Monday, April 21, 2014

Hatred through the ages

To some extent, last week’s shooting at a Jewish community centre in Kansas City should seem unexceptional. After all, shootings in the US are not exactly rare – both in terms of individual gun crimes and multiple shootings like this one. The fact that only three people were killed should, if anything, make it seem less remarkable than many other similar incidents in which there were higher numbers of fatalities. However, the Kansas City shooting is shocking to us because of its targets – we generally go about our lives assuming that anti-Semitism is dead and buried, especially in places like the US where the memory of World War II is still so prevalent.

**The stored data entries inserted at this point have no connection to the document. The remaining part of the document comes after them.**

PR #1407, opened 2024-05-04
GCC compatibility

Nicky-D:
GCC will rightfully complain that counterStr is too small. So increase it accordingly.

This function though is peculiar in more than this way, it could run away like a diesel engine on fire. As the for loop possible can never exit. Which granted is very unlikely but could happen none the less

### DIFF
--- a/indra/llfilesystem/tests/lldir_test.cpp
+++ b/indra/llfilesystem/tests/lldir_test.cpp
@@ -434,7 +434,7 @@ namespace tut
       
       for (counter=0, foundUnused=false; !foundUnused; counter++ )
       {
-         char counterStr[3];
+         char counterStr[12] = {};
          sprintf(counterStr, "%02d", counter);
          uniqueDir = dirbase + counterStr;
          foundUnused = ! ( LLFile::isdir(uniqueDir) || LLFile::isfile(uniqueDir) );


nat-goodspeed:
Woof. Please see [NamedTempDir](https://github.com/secondlife/viewer/blob/62a79346af133f06b70cc02daf4f97062d1d61b0/indra/llcommon/tests/llprocess_test.cpp#L242-L266), based on [NamedTempFile::temp_path()](https://github.com/secondlife/viewer/blob/62a79346af133f06b70cc02daf4f97062d1d61b0/indra/test/namedtempfile.h#L97-L114).

Nicky-D:
I unfortunately cannot really make a 'good' fix. main cannot be compiled with Linux yet (and I cannot then run test either)

I agree that whole function is janky, but I'm also a bit hesitant trying to improve it without being able to compile/test.

nat-goodspeed:
> main cannot be compiled with Linux yet

because of the Boost dependency?

Is there a branch on which you could make this fix and then retarget the commit against main?

Nicky-D:
Everything Linux is still in release/main-b Which answer the question where it could be worked on.
I'm unsure though how much that did divert from main and how safe it would be to apply such a fix on branch.

I guess we will never know till tried, I'll give it a shot this week

Nicky-D:
To my dismay have I not found any time yet. But I have not forgotten about this.
But I saw [1461](https://github.com/secondlife/viewer/pull/1461)  and Mac having a blast in Maint-X too. All that said I will close this PR now:
- To not keep PRs open for ages with no feedback from my side.
- In hopes the issue might be tackled with the Mac fixes anyway.

If the latter one won't help here, we can address it with a new PR

PR #1410, opened 2024-05-06
autobuild.xml fix

vir-linden:


nat-goodspeed:
It's weird to me that the Mac build failed because the same change -- same slvoice links -- built clean locally on my Mac without the VPN running.

nat-goodspeed:
That said, the same commit that built for me on Mac failed locally on Windows, with the 400 Bad Request errors, both with and without the VPN connected.

nat-goodspeed:
This has been addressed by another PR.

PR #1419, opened 2024-05-07
Copy xml files to scripts/lua; make Lua debug floater resizable

maxim-productengine:
XML files for demo scripts (test_luafloater_demo.lua, test_luafloater_gesture_list.lua) were not copied to scripts/lua, which we should do.

 Allow resizing Lua debug floater, as Atlas asked.


nat-goodspeed (approved):
Thank you.

Can the viewer's XUI Preview Tool already find an .xml file in scripts/lua? If not, maybe we should enable it to do that?

PR #1422, opened 2024-05-07
Combat2 viewer UI work.

Rider-Linden:
This is viewer work UI for the Combat2 project. It adds two messages sent to the viewer upon avatar death, one for being teleported to a region's telehub and another for teleportation to the parcel landing point.

It also adds an area to the Region tab of the Region/Estate floater for adjusting combat related settings.  On non-combat regions (Enable Combat is unchecked) and regions that don't support Combat2 these new options are grayed out.

image

This is still waiting on #1404


bennettgoble:
@Rider-Linden Can you re-open this when it is ready for incorporation into the develop branch? Doing a bit of stale PR cleanup.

Ever since 9/11, it has seemed like the racists, nationalists, and xenophobes among the US population have targeted Arabs and Muslims instead – or anyone who happens to have the bad fortune to look like they might be an Arab or Muslim in the minds of these right-wingers. This hatred of Muslims has reached such a level that if we heard a story about someone entering a Mosque or Muslim-focused community centre and killing three people, we would not really be too shocked – that level of hatred seems almost ‘normal’ today. There would probably even be a fairly large percentage of the population that would think of such an attack as a good thing.
An attack on the Jewish community, however, is seen as out of the ordinary and shocking, because over the past 50 years Jews have come to be seen as ‘good citizens’ – to the extent that almost no one in America, outside of a few fringe extremists, could possibly say that the Kansas City shooting was justifiable. But this attack should remind us that a hundred years ago (and perhaps even more recently than that) Jews were viewed in the same way as Muslims are today.
What this shows us is that the target of right wing hate is always shifting along with the changes in society, economy, and migration. In 1914, the minority group that they encouraged us to hate were the Jews; in 2014, the tactics are the same, but the target has changed to the Muslims. Whichever is the most exploited, defenceless, and demonized minority group at the time will be the target of hate. We can see similar patterns in other places, for example in the UK, where each new wave of immigrants has attracted hate for a certain period of time, before becoming ‘normal’, with the hate then moving onto the latest group – Jews, blacks, Indians, Travellers, Poles, Romanians, and so on.
In each case, the aim is the same – to shift the focus of the poor away from the inherent instability and inequality of capitalism, and to get them to place the blame for their problems on immigrants and other ‘outsider’ groups. By emphasizing the difference of these groups – whether in terms of skin color, language, religion, or culture – the right wing encourages the British poor to take their anger out on the only people who are even poorer and even more exploited.
The shooting in Kansas City, because it is an attack on a group that used to be seen as outsiders but who have now made the switch to being ‘good citizens’, jolts us into realizing the way this philosophy of hate works. We remember that Jews used to be as victimized as Muslims are now, and see that there is no reason to hate anyone for their religion or skin color. Instead, those of us who are poor and exploited by the mechanics of the capitalist system should join together and practice solidarity rather than hate – whether Jew, Muslim, black, white, or anything else.